Вот тут испанцы поступили так, как говорили перед боем: предоставили всю тяжесть сражения французам и гасконцам, за что их впоследствии жестоко упрекали. Ведь всего в одном льё от места стычки находился король и с ним двадцать тысяч кастильцев, и они могли бы, если бы атаковали португальцев с другой стороны, изменить ход сражения. Но они, напротив, держались смирно, говоря:
«Эти французы и гасконцы так хвастливы и надменны! Они хотели, чтобы им досталась вся слава сражения, пусть и завоевывают ее как знают, мы им мешать не станем!»
Итак, испанцы предоставили французам сражаться до пяти часов, не оказав им никакой помощи, и к тому часу те все были уже либо в плену, либо ранены, либо убиты. Король догадывался о том, что происходит, и хотел выступить вперед, но ему говорили:
«Монсеньер, это ни к чему; французские и гасконские рыцари поразили ваших врагов».
«Пусть так, — говорил король, — но надо идти вперед».
А они делали сотню шагов и опять останавливались, и невозможно было заставить их двигаться дальше.
Наконец к кастильскому королю пробился гонец с криком:
«Государь король, двигайтесь вперед, во имя вашей короны! Сражение под Альжубаротой идет плохо. Авангард почти весь погиб или в плену; у погибших одна надежда — на Бога, а у взятых в плен — на вас. Поймите это, государь король, скачите же скорее!»
Услышав эту весть, король Кастилии понял, что его обманывали. Он пустил своего коня в галоп, не слушая, что ему пытались возразить, и помчался к Альжубароте призывая:
«Скачите вперед, поднимите знамена! Во имя Бога и святого Георгия! Скорее! На помощь, на помощь!»

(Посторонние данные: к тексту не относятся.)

PR #4834, opened 2024-07-01
Introduce Apache Arrow-based ingestion protocol

brancz:
The protocol works by

1) Sending Apache Arrow records directly.
2) Reducing the amount of traffic that has to be sent by first only sending the sample data, and then if necessary, only send the stacktrace data that is unknown to the server.

This reduces the amount of work that has to be done to ingest data, and reduces the amount of data that needs to be transferred by a client. For a start this implements no caching, that part is left for future work, but the protocol already supports it, at present the server will just always ask the client for the full stacktrace information.


proto/parca/profilestore/v1alpha1/profilestore.proto
```diff
@@ -17,6 +17,36 @@ service ProfileStoreService {
...
+  bytes record = 1;
+}
+
+// WriteResponse may be empty if the server doesn't need any further
+// information, or contain an arrow record that contains the stacktrace IDs
+// that are unknown and therefore requested by the client from the server.
+message WriteResponse {
+  // When record is non-empty it contains the bytes of an arrow record that
+  // contains a column containing the stacktraces that are unknown.
+  bytes record = 1;
```
metalmatze, line 49: It would be nice to make the returning record's schema part of the protocol, at least adding a comment on what to expect roughly.

metalmatze (commented):
Super excited for this!

proto/parca/profilestore/v1alpha1/profilestore.proto
brancz: The record has metadata and the protocol expects the `parca_write_schema_version` to be set to the version, which determines the schema. See the constants in `pkg/normalizer/arrow.go`.

metalmatze (approved):

PR #4847, opened 2024-07-04
ui: Configuring step count as a derivative of screen size such that there are 10px gap per point

manojVivek:


metalmatze (approved):
Nice! 
I'm very curious if this is going to make a difference when using it for longer.

yomete (approved):
lgtm!

PR #4862, opened 2024-07-08
ComputeDiff: Release created arrays

thorfour:
This prevents an underlying memory leak from occurring


metalmatze (approved):
Thank you for fixing this! :100: :pray:

PR #4863, opened 2024-07-08
ui/packages/profile: Always sent the profile type along for Labels and Values

metalmatze:
This greatly reduces the amount of data (row groups) FrostDB has to scan through when running the queries.


manojVivek (approved):
Lgtm!

PR #4864, opened 2024-07-09
ui: URL State hook revamp

manojVivek:
### Why?
- Eliminates the need for `navigateTo` arg to every hook
- Eliminates application logic spill into the hook
- Eliminates redundancy of default value assignment
- Eliminates redux store dependency
- Follows the `useState` like API structure with for generic type support

Includes:
- [x] Replicate existing hook's functionality
- [x] Support default values and in turn prevent URL polluting
- [x] Port non-query selector params
- [x] Remove the old hook and rename the new one to it

Future Work:
- [ ] Port query selector params
- [ ] Support for param config in the context


ui/packages/shared/profile/src/ProfileIcicleGraph/index.tsx
```diff
@@ -156,16 +138,15 @@ const ShowHideLegendButton = ({
...
   });
   const {compareMode} = useProfileViewContext();
 
-  const [storeGroupBy = [FIELD_FUNCTION_NAME], setStoreGroupBy] = useURLState({
-    param: 'group_by',
-    navigateTo,
+  const [groupBy, setStoreGroupBy] = useURLState<string[]>('group_by', {
+    defaultValue: [FIELD_FUNCTION_NAME],
+    alwaysReturnArray: true,
   });
```
yomete, line 150: what's the difference between setting a default value like this i.e. using the `defaultValue` prop,
```suggestion
  const [groupBy, setStoreGroupBy] = useURLState<string[]>('group_by', {
    defaultValue: [FIELD_FUNCTION_NAME],
    alwaysReturnArray: true,
  });
```

and also doing it like the one a bit further in this file, like this:
```suggestion
  const [compareAbsolute = compareAbsoluteDefault, setCompareAbsolute] =
    useURLState('compare_absolute');
```

yomete (approved):
lgtm! just one inquisitive question.

ui/packages/shared/profile/src/ProfileIcicleGraph/index.tsx
manojVivek: No technical difference, just an explicit way to set the default value right now. 

But in the future, I'm thinking we should move away from this distributed (passing it while accessing the hook) default value usage to a more centralized usage by passing the default values in the `URLStateProvider`. So that the consuming hooks don't have to worry about the default state and also when a param is in the default state, we don't actually have to push it to the URL. 
This will also help keep the URL to be a bit concise by only having non-default values.

PR #4878, opened 2024-07-18
ui: Moved sum-by to the profile selector

manojVivek:
Screenshot:

Screenshot 2024-07-18 at 4 21 52 PM


yomete (approved):
lgtm! only need to adjust the background color of the sum by input field in dark mode to match other input fields.

image

manojVivek:
> lgtm! only need to adjust the background color of the sum by input field in dark mode to match other input fields.
> 
> image

Good catch, pushed a commit to fix it.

Но было уже поздно, солнце садилось, и те кастильцы, которым не хотелось спешить, чтобы успеть спасти французских рыцарей, отдающих жизнь за Кастилию, советовали подождать до завтра, поскольку уже наступает ночь. Король, однако, не желал ничего слушать и мчался вперед, а тем, кто уговаривал его вернуться, отвечал:
«Что же, мы дадим нашим уставшим врагам возможность отдохнуть и набраться свежих сил? Тот, кто советует это, не дорожит моей честью!»
И вот португальцы, полагавшие, что сегодня они кончили сражаться, увидели, что битва только начинается. К ним приближался король Кастилии с двадцатью тысячами воинов; исход боя был неясен: второй раз предстояло положиться на Божью волю. Оглянувшись, они увидели, что на руках у них тысячи две пленных, и подумали, что, если враги будут нападать спереди, а пленные в это время поднимутся сзади, сражение может быть проиграно в один момент. Королю пришлось принять жестокое решение, но необходимости противиться было невозможно. Был отдан приказ, чтобы каждый рыцарь предал смерти своих пленников.